Here’s a look at the positives and negatives of hiring McCarthy.

Why he'd be a good fit

  • Experience. The Browns have tried all shapes, sizes and levels of coaches in their hirings since 1999. The one type of coach they have never hired is one with a high level of NFL experience. The only coach they hired with any head-coaching experience was Hue Jackson, and he had one year with the Oakland Raiders and Eric Mangini (three with the Jets). Neither had McCarthy's resume. Every other coach was a former coordinator ascending to the top job. That path has worked for some teams; it hasn’t for the Browns -- and not always because of the coach. McCarthy brings more than a dozen years of head-coaching experience on his résumé. He would bring plans, approach, philosophy and a system. He wouldn’t be learning on the job. That can’t be underestimated.

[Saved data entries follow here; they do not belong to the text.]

Issue #1160, opened 2018-02-15
[CRITICAL BUG] Inject any html/css/js by using KaTeX


ArStah:
Please contact me to arsen.stahanov@gmail.com

kevinbarabash:
@ArStah would you be willing to submit this using hackerone.com?

ArStah:
@kevinbarabash i can't find your organization there

kevinbarabash:
@ArStah it should be listed as Khan Academy.

ArStah:
Look [here](https://gitlab.com/gitlab-org/gitter/webapp-temp-issues-for-move/issues/108) what happens

kevinbarabash:
This is appears to be a gitter issue.  It looks like they aren't properly sanitizing the text inside `$$ ... $$` blocks before adding them to the page.

edemaine:
Hard to tell without more information, but I imagine if there's any input to `katex.render`/`katex.renderToString` that can output a `<script>` tag, that'd be a bug in KaTeX. (Of course, gitter also shouldn't be relying on this, and should be sanitizing the output of KaTeX too... I certainly do this in my own project, though it'd be helpful to have guidelines for what to whitelist for KaTeX to work.) @kevinbarabash Are you suggesting that's not the case, and it's some other workaround that avoids calling KaTeX?

pascalwhoop:
Yes I also believe it shouldn't be positioned in KaTeX although it could be "good" to help people who add this library to help themselves by sanitizing against any html *inside* of KaTeX. Or is there any use case where people have html>KaTeX>html?

kevinbarabash:
@pascalwhoop could you expand on what you mean by `html>KaTeX>html`?

pascalwhoop:
Ah sorry. Usually you nest KaTeX code inside of html right? So let's say we use
```
<p>$$ f(x) = y^2 $$</p>
```
is there any reason why we should have it be something like
```
<p>$$ f(x) = y^2 <em>\text{chickens}</em> $$</p>
```

If not, then forbidding any html inside the string that is passed to `katex.render` could help developers help themselves. A bit.

kevinbarabash:
We already "forbid" HTML inside the string we pass to `katex.render` b/c it's not valid LaTeX`.

pascalwhoop:
Okay then how exactly does it occur, that the HTML breaks out? I guess you forbid it, throw an error and the string is output to the UI of the client, which then is in fact our HTML that got injected?

[...]

PR #1161, opened 2018-02-15
Add a paragraph about injection safety

edemaine:
Based on discussion in #1160. Comments welcome!


pascalwhoop:
Looks good to me. Maybe note that this is specifically important if the latex source code can come from untrusted third parties.

edemaine:
That's true, although even for non-malicious inputs, failing to escape can lead to incorrect HTML.  So it's useful more broadly too.  Maybe I should revise in this direction...

edemaine:
OK, I split the text into a "Security" subsection (with positive claims) and a "Handling errors" subsection (which should apply whether you're worried about security or not).  Let me know whether you like this better or worse.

  • Familiarity. Dorsey knows McCarthy well. The rest of the front office personnel -- especially Eliot Wolf and Alonzo Highsmith -- also have worked with McCarthy, as recently as a year ago. They know his strengths; they know his foibles. There would be no adjustment. McCarthy would walk in the door knowing the guys finding his players, and he would understand his role and place in the hierarchy. It would be turnkey hire.

  • He won a Super Bowl. The ultimate in NFL experience. McCarthy has won 62 percent of the games he has coached. He knows how to win. Those who criticize him for not winning more miss the point: He has as many Super Bowl championships as Mike Holmgren, Bill Cowher and Jon Gruden. The credibility level on his résumé is high.

  • Quarterback success. McCarthy started coaching Favre and went to a championship game with him. When he saw Favre’s time was running out, he pushed for a clean break to move to Rodgers. Under his coaching, Rodgers has become an all-time great. In the aggregate, McCarthy knows how to handle quarterbacks; and in Cleveland, he would be taking over a team with a promising young quarterback in Baker Mayfield.

  • He has an offensive mind. This seems a prerequisite in this age of passing and spread formations. McCarthy has a system, can devise a game plan and call plays. The biggest question he would have to address is whether his system can adapt to the evolving offensive game, which is bringing elements of the college game into the NFL. The Browns would have to be assured that will happen before they hire him.

  • No raging ego. McCarthy at heart is a Pittsburgh guy. That might be a negative to some in Cleveland, but Pittsburgh guys are down to earth. McCarthy would be a confident hire. But he would not run rampant with his ego.

Why he wouldn't fit

  • Stale in Green Bay. No coach lasts forever. All the great ones see their time run out, either because the message is no longer getting across or it’s no longer working. Something happened during these past two years with the Packers. Any team that hires McCarthy would need to understand what that was.

  • He is not thought of as cutting edge with the new-style offense. McCarthy’s system has been successful, but it’s the old-style system that includes seven-step drops and deep routes. It’s tough to say how much of his system includes the vertical-horizontal and mismatch principles that Kansas City, New Orleans and a couple of other teams run -- and that Mayfield knows and likes. The Browns' new coach has to be tailored to Mayfield to maximize his abilities.

  • Backfield issues. McCarthy has been criticized for not making best use of his running backs. That was a common theme in Green Bay in recent years. How much that matters in today’s NFL is up for debate, but with the Browns, Nick Chubb and Duke Johnson Jr. are key parts of the offense.

  • Retread. McCarthy’s experience means he is not a new face and is not cutting edge. He’s not old school, but he also is not Sean McVay/Matt Nagy new school -- at least that’s not the perception. Whether McVay or Nagy are really that new school is a subject for debate; even players such as Mayfield say football is football and the plays are all basically the same. Regardless, if the Browns’ priority is a fresh start with a fresh name, McCarthy does not fit the job description.